Valley City Times-Record
- Type: Daily newspaper
- Owner: Horizon Publications
- Founder: H.W. Coe
- Publisher: Tina Olson
- Founded: 1879
- Language: English
- Headquarters: Valley City, North Dakota
- Website: times-online.com

= Valley City Times-Record =

American daily newspaper in North Dakota

The Valley City Times-Record is a daily (Monday to Friday) newspaper printed in Valley City, North Dakota and published by Horizon Publications. The newspaper had its beginnings as the Valley City Weekly Times. The Times-Record is the official newspaper of Barnes County, North Dakota and has a modest circulation in southeast North Dakota. Ellie Boese is the editor and Bill Parson is the publisher.

== History ==
In 1879, H.W. Coe published the first edition of the Northern Pacific Times in Valley City. His father Dr. S.B. Cole briefly took over as editor while his son went to college in Brooklyn. In October 1880, Dr. Coe sold the paper to Clement M. Greene so he could go practice medicine in Mandan. At that time it was officially renamed to the Valley City Times. After four months, Greene grew sick and sold the paper to G.B. Vallandigham, and soon died. In August 1881, Alexander McConnell assumed control.

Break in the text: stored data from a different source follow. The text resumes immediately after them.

PR #117, opened 2018-01-29
outline-radius property missing the “-gtk-” prefix in a couple of instances

fitojb:
Gtk+ nagged me about it on launching a graphical program from the terminal.


galgalesh:
Merged, thanks! :sun_with_face:

PR #118, opened 2018-01-29
Pathbar and stackswitcher updates

godlyranchdressing:
- Path-bar buttons all have a shared background color


clobrano:
Arrows in path-bar do not have any hover effect, is that on purpose?

godlyranchdressing:
Yes, they're aren't checkable buttons and the underline effect is only reserved for checkable buttons. If we want them to have some type of color feedback we could make the arrows themselves turn orange.

clobrano:
The only problem to me is the missing feedback when hover on the arrows, so maybe it's better with an orange color

godlyranchdressing:
This is a silly question, but how do you get the arrows to function? They're always disabled for me.

galgalesh:
open a long path and make the window of nautilus small so the path can't fit in the header completely.

clobrano:
LGTM 👍

PR #122, opened 2018-01-30
Add -security and -updates pockets

didrocks:
Fix the CI by adding some missing pockets as older version on the archive aren't apt gettable.


didrocks:
And CI is fixed! Merging

PR #131, opened 2018-01-31
Fix *@2.png assets sizes

nana-4:
Since 0.92, Inkscape has changed the default resolution from 90dpi to 96dpi:
http://wiki.inkscape.org/wiki/index.php/Release_notes/0.92#Important_changes

This PR changes the export dpi to `192` for `*@2.png` assets and fixes the sizes.


galgalesh:
Thanks a lot for these fixes! :crown:

Issue #127, opened 2018-01-30
Titles in header bars look like buttons (or vice versa)


ya-d:
Titles in header bars should probably be bold (or anything else) to seperate them from text buttons (see e.g. gEdit; Settings > Details > Users). Titles are already bold if they are in breadcrumbs, tab interfaces or title bars.

<img width="937" alt="header bar - no bold titles" src="https://user-images.githubusercontent.com/30781876/35591141-46953c44-0609-11e8-8bf3-9f3226670d97.png">

Issue #85, opened 2018-01-20
Headerbar buttons are too big


godlyranchdressing:
With a smaller headerbar, buttons are a little too close to the edges of the headerbar. For uniformity they should be smaller overall, maybe just shave off 1/2px. Whatever dimensions we choose, image buttons need to be 1:1 in size.

PR #138, opened 2018-02-01
Bold window titles. Decrease button, entry, tab, check + radio sizes

godlyranchdressing:
- Fixes the issue of headerbar buttons being so large that they appear cramped
- Make window titles not blend in with flat headerbar text buttons
- Also fixes a whoopsie with checked widgets (using the underline effect) not using $selected_fg_color

Closes issue #85 
Closes issue #127

### DIFF
--- a/Communitheme/gtk-3.0/_common.scss
+++ b/Communitheme/gtk-3.0/_common.scss
@@ -257,7 +257,7 @@ spinner {
 %entry,
 entry {
   %entry_basic, & {
-    min-height: 24px;
+    min-height: 22px;
     padding: 4px 8px;
     border: 1px solid;
     border-radius: $small_radius;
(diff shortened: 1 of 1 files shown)


Communitheme/gtk-3.0/_common.scss
```diff
@@ -511,8 +517,8 @@ $_dot_color: if($variant=='light', $selected_bg_color,
 %button,
 button {
   @at-root %button_basic, & {
-animation: shrink 1s linear infinite;
-    min-height: 24px;
```
nana-4: I think the button `min-height` and `min-width` should hold to `24px`. Since some buttons have `24px` icons, using less than `24px` sometimes results in irregular button heights.

Instead we can reduce `padding`.

clobrano:
@godlyranchdressing what do you think about @nana-4's review?

godlyranchdressing:
@nana-4 is more well-versed than me so I'll take their word for it. I'll just make a new PR only changing padding.

PR #139, opened 2018-02-01
Improve tab sizing

nana-4:
I thought current tabs are a bit too large, so I fine-tuned that as follows:

- make `notebook > header` height same as Adwaita.
- 4px margins for `tab`.
- 4px margins for `tab > button`.
- 1px margins for `notebook > header > button` as with Adwaita.
- removed/commented out unnecessary codes.

**Before:**
image

**After:**
image

This PR is only size changes, no (actual) design changes.

What do you think?


godlyranchdressing:
Looks good to me!

PR #146, opened 2018-02-07
Implemented button design rules on dark

### LINKED ISSUE #136: Follow button design rules on dark
- Only buttons when clicked or permanent clicked have inner-shadow
- Focus is always a surrounding orange line (should be present everywhere in the system)
- Connected buttons and breadcrumbs and similar have a grey back, selected areas/folders have a bottom orange line for feedback/orientation. The inner shadow could make (visual) problems I guess in some circumstances, so I suggest simple flat design. And they have a padding or background color border between to look separated.

aa60ec53b6454bc457914e8a20a8ff65e068cdbe
b2
b3
b4

clobrano:
closes #136

### DIFF
--- a/Communitheme/gtk-3.0/_common.scss
+++ b/Communitheme/gtk-3.0/_common.scss
@@ -1549,12 +1549,16 @@ headerbar {
     }
 
     button, .linked button {
-      @each $state, $t in ("", "normal"), (":hover", "hover"),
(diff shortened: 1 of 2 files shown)


clobrano:
I was sure to have put already some picture about this to help review. Here some

dark-style-headerbar-button

Issue #128, opened 2018-01-30
Off or inactive switches in header bars look out of place (too bright)


ya-d:
…and are barely distinguishable.

<img width="419" alt="headerbar_switch-off" src="https://user-images.githubusercontent.com/30781876/35592248-b275ac5c-060c-11e8-8810-445e5ce74736.png">
<img width="451" alt="headerbar_switch-inactive" src="https://user-images.githubusercontent.com/30781876/35592295-d3d8f908-060c-11e8-959d-3bd3c29a2438.png">

clobrano:
Switches are discussed also in #119

PR #147, opened 2018-02-08
Implemented transparent switch

### LINKED ISSUE #119: Deactivated switches and switches in off state looks the same

clobrano:
closes #119 #128


galgalesh:
Looking good :ice_cream:

PR #150, opened 2018-02-09
Removed hover effect from sidebar active row

### LINKED ISSUE #125: Active sidebar element shouldn't have hover effect
An active sidebar element (orange state) should have no hover effect as this darkens the orange to be weirdly brownish and has no necessary meaning. Although it can be clicked technically, the element is already active and clicking it has no further consequences. It has no hover on inactive windows.

See Files/Nautilus, Settings, Tweaks for example.

clobrano:
closes #125


galgalesh:
:+1:

PR #153, opened 2018-02-11
Styled message dialog to match dark look

### LINKED ISSUE #130: Style application dialogs to match interactive dialogs
It seems inconsistent with three different kinds of dialogs. Especially the white dialog with rounded corners _(that nothing else in the UI has)_ jumps in my eye. 

Could we change the white dialog design to match the dark look of system menu, calendar, brightness, ...?

dialogs

clobrano:
closes #130 

below the new look for message dialog

image

### DIFF
--- a/Communitheme/gtk-3.0/_common.scss
+++ b/Communitheme/gtk-3.0/_common.scss
@@ -3910,48 +3910,72 @@ calendar {
  * Dialogs *
  ***********/
 messagedialog { // Message Dialog styling
+  $_bg: transparentize(darken($jet, 10%), 0.1);
   .titlebar {
-    min-height: 20px;
+    background-color: $_bg;
     background-image: none;
-    background-color: $bg_color;
-    border-style: none;
-    border-top-left-radius: $large_radius;
-    border-top-right-radius: $large_radius;
+    border-bottom: none;
+    border-left: 1px solid $inkstone;
+    border-right: 1px solid $inkstone;
+    border-top: 1px solid $inkstone;
+    border-top-left-radius: $medium_radius;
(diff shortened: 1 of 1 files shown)


galgalesh:
I'm not convinced this is a good idea because we need to differentiate between a dialog that "the shell" shows vs a dialog that "the application" shows.

I think we should follow upstream behavior on this, how do these dialogs look in Adwaita?

galgalesh:
Hm, I think we need to follow upstream on this. With wayland and snaps, this will even become a security issue: "is the shell asking for my password or is the application asking for my password"

galgalesh:
@didrocks, what do you think about this?

didrocks:
It's tricky. Indeed, my first natural argument would be like @galgalesh. However, if we only block this on "security feeling", nothing prevents any malicious application to style in the GNOME Shell style way their dialog asking for password…

The only thing (but that people won't know/notice) is that the entire screen turns darker with the bright hollow at the center. In wayland word, applications can't do that (or they are fullscreen and immitate the entire screen, which isn't possible for all configs ;)).

I think thus that the answer is based on: "do we want the Shell dialogs be different than apps dialog, in general?". My first answer was no, but after a couple of days thinking about it, I think that having them differentiated actually help: "is it something from the system or is it something specific to the app?". (without talking about security, just user's hint here).

Wdyt?

galgalesh:
> I think that having them differentiated actually help: "is it something from the system or is it something specific to the app?". (without talking about security, just user's hint here).

I agree; regardless of security, it will help users understand what's happening better. The shell being dark is also consistent with other UI elements such as the calendar, activities and the drawer.

Issue #158, opened 2018-02-12
Inconsistent window titlebars / headerbars


CDrummond:
The titlebars/headerbars are inconsistent between normal and dark variants. Dark variant has a light line under the buttons - is this an artifact from the general buttons in the dark variant (which also suffer from a ligher line under buttons)? Dark variant also has a 1 pix dark border around windows. This dark border is a nice addition (and should be in the lighter variant too) as it helps to distinguish the titlebars of overlapping inactive windows.
 
 Seeing as 'light' variant has dark titlebars, should they not be the same - and share the same code/css?

Dark titlebars. Here it is easier to distinguish the inactive titlebars:
![titlebars-dark](https://user-images.githubusercontent.com/1141694/36096386-16d089f2-0fee-11e8-9032-c5189e26b4dd.png)

Normal/light titlebars. Still possible to distinguish inactive titlebars, but not as clear. Still there is a difference between this and dark which should not be there.
![titlebars-light](https://user-images.githubusercontent.com/1141694/36096387-16e957ca-0fee-11e8-9577-aa5beeaa4ab9.png)

CDrummond:
This issue is **not** completely fixed. There is still a darker border around dark variant windows than those of the standard variant.  Whilst I like this border, it should either be on both variants or neither. ie. the titlebars of both variants should be the same. Can they not share the same CSS file?

clobrano:
@CDrummond could you please tell me which application still shows the issue?
Thanks a lot!

CDrummond:
The dark 1pix border from the screenshots is from gnome-terminal set to use the dark variant. But other apps that default to using the dark variant have the same issue - e.g. Photos, Videos, gtk3-widget-factory (when set to use 'Dark Theme')

godlyranchdressing:
Looks like the highlight effect (done through box-shadow) for dark buttons leaking through. Adding box-shadow: none for titlebuttons should fix the problem.

clobrano:
Maybe the update isn't available in ppa yet?
This is how it looks Videos in my system

![image](https://user-images.githubusercontent.com/2883614/36210570-0849ba4a-119f-11e8-9725-13e19efe690b.png)

![image](https://user-images.githubusercontent.com/2883614/36210592-1a06f39c-119f-11e8-953e-328fd3962f80.png)

clobrano:
I got it know, I was thinking only at headerbar buttons, sorry!

CDrummond:
[...]

PR #165, opened 2018-02-13
Explicitly unset button box-shadow in flat button

clobrano:
In button mixin, box-shadow is set explicitly only in non-flat buttons.
Unsetting it explicitly on flat button too, to close issue #158 where
box-shadow appears on flat button too.

Note: button in active state needs box-shadow even if flat to have
a "pressed" effect.


galgalesh:
Looks good, thanks!

Issue #1497, opened 2019-09-09
Tag labels in Nautilus are too high


madsrh:
Tag labels in Nautilus are too high
![image](https://user-images.githubusercontent.com/3986894/64571480-43407980-d364-11e9-86b1-cdc9bf0dc72a.png)

Feichtmeier:
Nautilus checks the current gtk theme
And only If the current gtk theme is Adwaita this custom CSS file and within the line which we now need to readd for us:

https://gitlab.gnome.org/GNOME/nautilus/blob/master/src/resources/css/Adwaita.css#L77

PR #1499, opened 2019-09-10
Re-add adwaita custom code for search entries

Feichtmeier:
- copy search entry custom code for nautilus that is only loaded if Adwaita is the current gtk theme https://gitlab.gnome.org/GNOME/nautilus/blob/master/src/resources/css/Adwaita.css#L77

grafik

@madsrh and/or @clobrano okay like this? Or further improvements?

Closes https://github.com/ubuntu/yaru/issues/1497


madsrh:
LGTM

clobrano:
LGTM to me as well, merging it, thanks!

PR #1507, opened 2019-09-10
Change Audio volume change

Feichtmeier:
- previously the sounds created distortion when used via the mouse-over-mouse-wheel change on the volume indicator
- this shortens the sound and overlays it with the freedesktop start and end noise, which - strangely - nullifies the distortion on mouse-wheel- change

Closes https://github.com/ubuntu/yaru/issues/1111


madsrh:
I like sound 👍 There's some noise in the beginning of the file, but it's totally unnoticiable because the sound is so short.

image

Feichtmeier:
Yes the noise is needed for the sound to get not clipped... Totally strange I know :)

PR #1519, opened 2019-09-12
Gtk and shell theme post 19.10 ui freeze fixes

Feichtmeier:
Two actual fixes (actually quiet important):

- use our titlebuttons also in the selection-mode, accidentally they were unstyled
- use a transparent active effect for clicking on a not-selected app in the dock

And some organization (not so important):

- Organize _tweaks.scss
-> remove import of ubuntu-colors because it's already imported into _colors.scss
-> remove small_radius which is no longer needed, new corresponding upstream variable is $button_radius in _common.scss
-> use a $_titlebutton_height for both the min sizes of the titlebuttons and the draw_circle mixin to avoid mistakes

- Use ubuntu-colors in colors
-> actually use the colors we imported instead of using the same hexvalue

Merge either after 19.10 or when we got UI freeze exceptions for this OR if not needed because it is not a design change but bug fixes merge when @iainlane thinks it is okay :smile_cat:

### DIFF
--- a/gnome-shell/src/gnome-shell-sass/_dock.scss
+++ b/gnome-shell/src/gnome-shell-sass/_dock.scss
@@ -212,7 +212,7 @@
 
     &:active .overview-icon,
     &:checked .overview-icon {
-      // when clicking on an app
+      background-color: $base_active_color; box-shadow: none;
     }
 
     &.focused .overview-icon {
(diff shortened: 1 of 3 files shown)


Feichtmeier:

gunnarhj:
I can confirm that this change is not a problem from a docs POV. There are no screenshots which would be affected.

PR #1520, opened 2019-09-13
Dash to dock opaqueness revert

Feichtmeier:
- revert back to the fully opaque dock to apply the transparency change in dashtodock, outside of yaru


Feichtmeier:

Issue #29, opened 2018-01-10
Terminal color scheme


galgalesh:
I'd like to discuss the terminal color scheme a bit. I did some research and surprisingly, there is only one "engineered" terminal color scheme: [Solarized](http://ethanschoonover.com/solarized). When you start using Solarized, you immediately feel that it is an extremely readable color scheme. It's very friendly for colorblind people because of the combination of both color wheel and lightness relationships. As a result, the difference between red and orange for example is still clear to me.

The Unity8 color scheme looks similar to Solarized, but it is a bit less clear, even though it is a lot better than the default Gnome color scheme. The Ambiance color scheme sits in between Solarized and Unity8 in terms of clarity.

Solarized dark is shipped with Gnome Terminal, but it is disabled by default. You can try it out in `edit>profile preferences>colour`.

**Unity8**

![screenshot from 2018-01-10 11-08-30](https://user-images.githubusercontent.com/1492981/34766992-e743cd18-f5f6-11e7-8710-65cc7d453688.png)

**Solarized Dark**

![screenshot from 2018-01-10 11-08-59](https://user-images.githubusercontent.com/1492981/34767007-efd9fbaa-f5f6-11e7-992d-67f919b7312d.png)

**Ambiance**

![image](https://user-images.githubusercontent.com/1492981/34767222-d9161222-f5f7-11e7-85a8-46a4d185aecf.png)

**next to each other**

(best to zoom in :wink: )

| Unity8        | Solarized Dark           | Ambiance  |
| ------------- |:-------------:| -----:|
| ![screenshot from 2018-01-10 11-08-30](https://user-images.githubusercontent.com/1492981/34766992-e743cd18-f5f6-11e7-8710-65cc7d453688.png)     | ![screenshot from 2018-01-10 11-08-59](https://user-images.githubusercontent.com/1492981/34767007-efd9fbaa-f5f6-11e7-992d-67f919b7312d.png) | ![image](https://user-images.githubusercontent.com/1492981/34767222-d9161222-f5f7-11e7-85a8-46a4d185aecf.png) |

I've been comparing them for the past few days and my preference goes out to using Solarized Dark, because it is simply the clearest color scheme. However, the disadvantage of that approach is that the color scheme isn't "branded".

What do you guys think?

clobrano:
I'm in favor of Unity8 because of the lighter color of normal text (it's the same change I set every time I switch to Solarized)

Unity8:
[...]

PR #1521, opened 2019-09-13
Revert "Terminal additions"

clobrano:
image

### DIFF
--- a/gtk/src/light/gtk-3.20/_apps.scss
+++ b/gtk/src/light/gtk-3.20/_apps.scss
@@ -134,7 +134,7 @@ terminal-window {
 
         &:backdrop {
             background-color: lighten($terminal_bg_color, 2%);
-            color: $backdrop_fg_color;
+            color: $backdrop_selected_fg_color;
         }
     }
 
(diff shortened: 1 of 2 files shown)


madsrh:
> ...change the default variant of the terminal to dark...

IMO the is the best solution. The current white one is horrible and I really don't spent much time in the Terminal.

In April 1887, the Times and the Record were consolidated under editor J. Jeff Debbin. In August 1889, a mob broke into the paper's printing plant, then owned by Herbert Root, and caused $3,000 worth of damage due to Root's opposition to a local whiskey ring. Frank M. Cornell became publisher in September 1889, followed by W.F. Dunlap in 1892, and Steve A. Nye in 1899.

In 1907, Frank E. Ployhar and Frank E. Packard, owners of the Weekly Alliance, acquired the Times-Record from Nye and merged the two papers. In 1909, Ployhar sold out to two others. A year later Packard announced the paper could cease. In 1911, Packard sold out to L.P. Hyde. In 1914, a fire partially destroyed the paper's plant, causing $5,000 worth of damage.

In 1915, C.E. Greenwood and Ben Houghtaling bought the Times-Record. Houghtaling soon left,' and Greenwood sold it in 1918 to Percy R. Trubshaw. The Nonpartisan League soon started a rival paper called the Farmers' Opinion in an attempt to put Trubshaw out of business due to his criticism of their leader Arthur C. Townley. Trubshaw sold the Times-Record to E.D. Lum in 1925, and then reacquired it in 1927.

In March 1933, Gov. William Langer billed Trubshaw, who was associated with League rival Independent Voters Association, for allegedly stealing his hat during a hotel banquet. Trubshaw denied the theft, but paid anyway. Trubshaw published the paper until his death from Typhoid fever in August 1933. The Trubshaw family continued to publish the paper until 1944, when they sold it to a business group, who immediately resold it to Don C. Matchan, who merged it with his Barnes County News.

In April 1947, a group of local business men called the "committee of 40" opposing Matchan's left-wing editorial policies demanded he sell the paper in 30 days or else they would start a rival publication. In response, Matchan sent ballots to subscribers asking whether or not he should sell. Newspapers across the country wrote in support of Matchan and Freedom of the press in the U.S. Matchan received over 500 votes, who supported him 5-1. However, he was still undecided about selling as the deadline loomed, but he did place an ad in Editor & Publisher. As Matchan refused to make a decision, the committee moved forward with plans to start a rival paper. He eventually chose to wait and see what the financial impacts would be from his continued ownership.

In October 1947, Matchan sold the Times-Record to a company headed by Jerome O. Bjerke. Bjerke was elected president of the North Dakota Press Association in 1950, and sold his stock in the business in 1952, leaving Owen O. Scott as company head. Philip T. Mark became editor, but soon died. The paper was acquired by Edward C. Cochrane in 1962, Mid-America Publishing Corp. in 1964, and American Publishing Company in 1993. At some point the Times-Record was acquired by Horizon Publications, Inc. In 2011, the paper's publisher was fired. In response, editor Lee Morris published an op-ed disguised as a syndicated column criticizing the company. He quit soon afterwards.